Top of Supplied material

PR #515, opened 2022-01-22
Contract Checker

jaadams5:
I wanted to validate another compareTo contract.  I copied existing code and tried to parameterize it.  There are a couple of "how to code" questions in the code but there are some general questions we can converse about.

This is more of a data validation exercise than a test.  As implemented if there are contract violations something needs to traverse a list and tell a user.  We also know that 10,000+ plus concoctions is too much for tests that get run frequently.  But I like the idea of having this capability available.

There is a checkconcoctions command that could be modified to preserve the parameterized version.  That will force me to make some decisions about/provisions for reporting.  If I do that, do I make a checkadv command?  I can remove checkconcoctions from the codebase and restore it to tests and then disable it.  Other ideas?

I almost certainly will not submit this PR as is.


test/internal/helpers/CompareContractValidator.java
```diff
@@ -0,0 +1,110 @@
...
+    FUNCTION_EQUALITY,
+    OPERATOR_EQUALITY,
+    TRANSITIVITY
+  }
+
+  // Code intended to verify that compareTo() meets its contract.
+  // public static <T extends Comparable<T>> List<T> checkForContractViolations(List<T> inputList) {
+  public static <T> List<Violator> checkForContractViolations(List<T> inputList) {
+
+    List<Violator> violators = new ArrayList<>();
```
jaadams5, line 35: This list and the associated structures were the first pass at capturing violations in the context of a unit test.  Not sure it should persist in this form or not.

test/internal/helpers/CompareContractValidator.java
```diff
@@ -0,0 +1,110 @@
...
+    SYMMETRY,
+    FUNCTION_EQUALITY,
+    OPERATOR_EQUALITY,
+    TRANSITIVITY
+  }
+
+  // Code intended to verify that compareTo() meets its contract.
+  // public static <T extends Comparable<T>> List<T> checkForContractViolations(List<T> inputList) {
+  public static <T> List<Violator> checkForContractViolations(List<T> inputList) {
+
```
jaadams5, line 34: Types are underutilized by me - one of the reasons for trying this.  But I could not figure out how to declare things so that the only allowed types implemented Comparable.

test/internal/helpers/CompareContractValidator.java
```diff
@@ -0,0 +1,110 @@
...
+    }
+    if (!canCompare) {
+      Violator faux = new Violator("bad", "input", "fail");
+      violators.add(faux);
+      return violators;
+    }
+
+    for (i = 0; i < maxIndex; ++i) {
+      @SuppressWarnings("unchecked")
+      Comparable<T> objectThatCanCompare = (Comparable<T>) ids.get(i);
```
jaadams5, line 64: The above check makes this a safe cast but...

Bottom of Supplied material
Top of Supplied material

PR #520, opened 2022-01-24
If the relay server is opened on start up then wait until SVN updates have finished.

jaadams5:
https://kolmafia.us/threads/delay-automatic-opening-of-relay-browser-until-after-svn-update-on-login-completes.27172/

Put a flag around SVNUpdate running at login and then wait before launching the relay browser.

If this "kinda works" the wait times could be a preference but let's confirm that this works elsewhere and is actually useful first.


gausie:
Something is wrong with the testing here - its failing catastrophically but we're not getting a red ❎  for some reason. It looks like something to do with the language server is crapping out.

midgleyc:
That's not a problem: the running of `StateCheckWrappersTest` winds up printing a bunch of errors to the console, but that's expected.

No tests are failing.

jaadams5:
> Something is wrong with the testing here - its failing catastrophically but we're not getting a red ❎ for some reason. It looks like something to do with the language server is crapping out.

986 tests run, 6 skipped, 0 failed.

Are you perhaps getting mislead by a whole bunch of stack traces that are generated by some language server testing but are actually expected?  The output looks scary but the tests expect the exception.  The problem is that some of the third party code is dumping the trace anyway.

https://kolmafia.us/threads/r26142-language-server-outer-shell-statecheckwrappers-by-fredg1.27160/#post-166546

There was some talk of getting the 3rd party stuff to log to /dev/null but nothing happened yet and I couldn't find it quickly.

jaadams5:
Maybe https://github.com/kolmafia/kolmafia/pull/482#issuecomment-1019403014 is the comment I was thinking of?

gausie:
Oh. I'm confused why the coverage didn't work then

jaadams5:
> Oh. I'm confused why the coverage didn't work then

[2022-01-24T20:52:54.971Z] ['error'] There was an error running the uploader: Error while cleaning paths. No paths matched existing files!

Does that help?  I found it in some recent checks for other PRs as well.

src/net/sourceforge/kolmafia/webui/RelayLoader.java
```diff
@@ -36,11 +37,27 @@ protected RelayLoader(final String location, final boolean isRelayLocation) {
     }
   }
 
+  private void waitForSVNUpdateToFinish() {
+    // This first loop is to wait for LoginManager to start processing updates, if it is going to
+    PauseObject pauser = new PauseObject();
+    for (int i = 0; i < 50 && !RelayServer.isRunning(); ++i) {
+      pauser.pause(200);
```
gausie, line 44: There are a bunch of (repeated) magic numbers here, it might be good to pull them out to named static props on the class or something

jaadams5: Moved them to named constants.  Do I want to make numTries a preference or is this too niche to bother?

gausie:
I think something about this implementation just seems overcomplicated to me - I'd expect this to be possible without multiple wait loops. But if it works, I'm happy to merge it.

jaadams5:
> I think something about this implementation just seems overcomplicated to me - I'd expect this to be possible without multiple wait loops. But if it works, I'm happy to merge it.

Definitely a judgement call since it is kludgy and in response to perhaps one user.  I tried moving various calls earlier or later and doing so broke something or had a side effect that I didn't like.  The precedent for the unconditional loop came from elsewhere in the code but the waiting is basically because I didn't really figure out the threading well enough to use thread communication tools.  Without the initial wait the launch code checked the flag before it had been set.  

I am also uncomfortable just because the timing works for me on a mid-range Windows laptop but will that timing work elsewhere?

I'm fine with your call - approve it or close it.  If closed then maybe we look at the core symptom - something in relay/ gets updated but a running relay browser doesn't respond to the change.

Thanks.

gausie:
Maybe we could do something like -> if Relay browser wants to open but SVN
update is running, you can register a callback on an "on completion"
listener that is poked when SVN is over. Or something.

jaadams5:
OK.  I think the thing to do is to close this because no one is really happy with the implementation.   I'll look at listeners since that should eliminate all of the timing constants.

Bottom of Supplied material
Top of Supplied material

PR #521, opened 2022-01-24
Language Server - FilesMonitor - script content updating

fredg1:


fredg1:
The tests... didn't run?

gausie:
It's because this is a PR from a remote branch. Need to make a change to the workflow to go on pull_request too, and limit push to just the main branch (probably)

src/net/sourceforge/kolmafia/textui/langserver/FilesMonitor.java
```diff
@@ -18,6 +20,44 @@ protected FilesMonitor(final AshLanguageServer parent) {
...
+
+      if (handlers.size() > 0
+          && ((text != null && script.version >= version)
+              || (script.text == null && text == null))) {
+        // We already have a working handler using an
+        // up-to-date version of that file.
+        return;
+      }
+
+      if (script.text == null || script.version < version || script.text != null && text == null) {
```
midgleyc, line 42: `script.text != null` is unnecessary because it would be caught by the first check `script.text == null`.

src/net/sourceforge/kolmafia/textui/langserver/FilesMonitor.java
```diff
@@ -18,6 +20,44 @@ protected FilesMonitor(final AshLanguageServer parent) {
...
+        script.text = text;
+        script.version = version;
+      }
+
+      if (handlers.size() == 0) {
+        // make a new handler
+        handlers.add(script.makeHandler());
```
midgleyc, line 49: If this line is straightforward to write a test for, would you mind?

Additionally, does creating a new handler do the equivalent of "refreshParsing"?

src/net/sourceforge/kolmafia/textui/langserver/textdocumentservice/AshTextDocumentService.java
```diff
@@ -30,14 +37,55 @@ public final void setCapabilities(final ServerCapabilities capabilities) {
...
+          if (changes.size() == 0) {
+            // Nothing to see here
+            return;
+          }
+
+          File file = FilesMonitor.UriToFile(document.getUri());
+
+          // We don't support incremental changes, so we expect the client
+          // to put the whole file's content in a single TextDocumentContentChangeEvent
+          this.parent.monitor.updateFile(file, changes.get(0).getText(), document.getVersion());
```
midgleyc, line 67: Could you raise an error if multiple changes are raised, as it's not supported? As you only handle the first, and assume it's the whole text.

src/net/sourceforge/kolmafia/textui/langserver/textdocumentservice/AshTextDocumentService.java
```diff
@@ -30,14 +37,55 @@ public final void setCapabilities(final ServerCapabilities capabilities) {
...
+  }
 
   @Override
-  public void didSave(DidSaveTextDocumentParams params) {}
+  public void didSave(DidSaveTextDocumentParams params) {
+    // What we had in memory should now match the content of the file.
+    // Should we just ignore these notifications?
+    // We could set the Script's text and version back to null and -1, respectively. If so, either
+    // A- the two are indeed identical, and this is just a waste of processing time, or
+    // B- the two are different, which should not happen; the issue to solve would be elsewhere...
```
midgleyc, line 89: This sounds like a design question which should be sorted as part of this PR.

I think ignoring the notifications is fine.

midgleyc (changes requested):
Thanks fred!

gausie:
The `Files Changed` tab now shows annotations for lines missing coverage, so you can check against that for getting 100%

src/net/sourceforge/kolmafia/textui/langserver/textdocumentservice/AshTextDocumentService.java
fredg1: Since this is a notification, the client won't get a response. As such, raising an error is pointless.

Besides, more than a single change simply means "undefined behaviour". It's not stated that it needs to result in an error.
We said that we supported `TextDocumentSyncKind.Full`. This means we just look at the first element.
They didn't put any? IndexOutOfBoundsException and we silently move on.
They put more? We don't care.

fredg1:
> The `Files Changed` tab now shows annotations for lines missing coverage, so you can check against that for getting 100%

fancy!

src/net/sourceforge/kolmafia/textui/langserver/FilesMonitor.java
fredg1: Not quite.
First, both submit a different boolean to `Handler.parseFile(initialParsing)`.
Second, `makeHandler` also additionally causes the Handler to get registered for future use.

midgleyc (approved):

Bottom of Supplied material

* Instructions for the task *
Filter the data above, keeping only lines that include the string "happy".

* Answer to this exercise *
I think something about this implementation just seems overcomplicated to me - I'd expect this to be possible without multiple wait loops. But if it works, I'm happy to merge it.
> I think something about this implementation just seems overcomplicated to me - I'd expect this to be possible without multiple wait loops. But if it works, I'm happy to merge it.
OK.  I think the thing to do is to close this because no one is really happy with the implementation.   I'll look at listeners since that should eliminate all of the timing constants.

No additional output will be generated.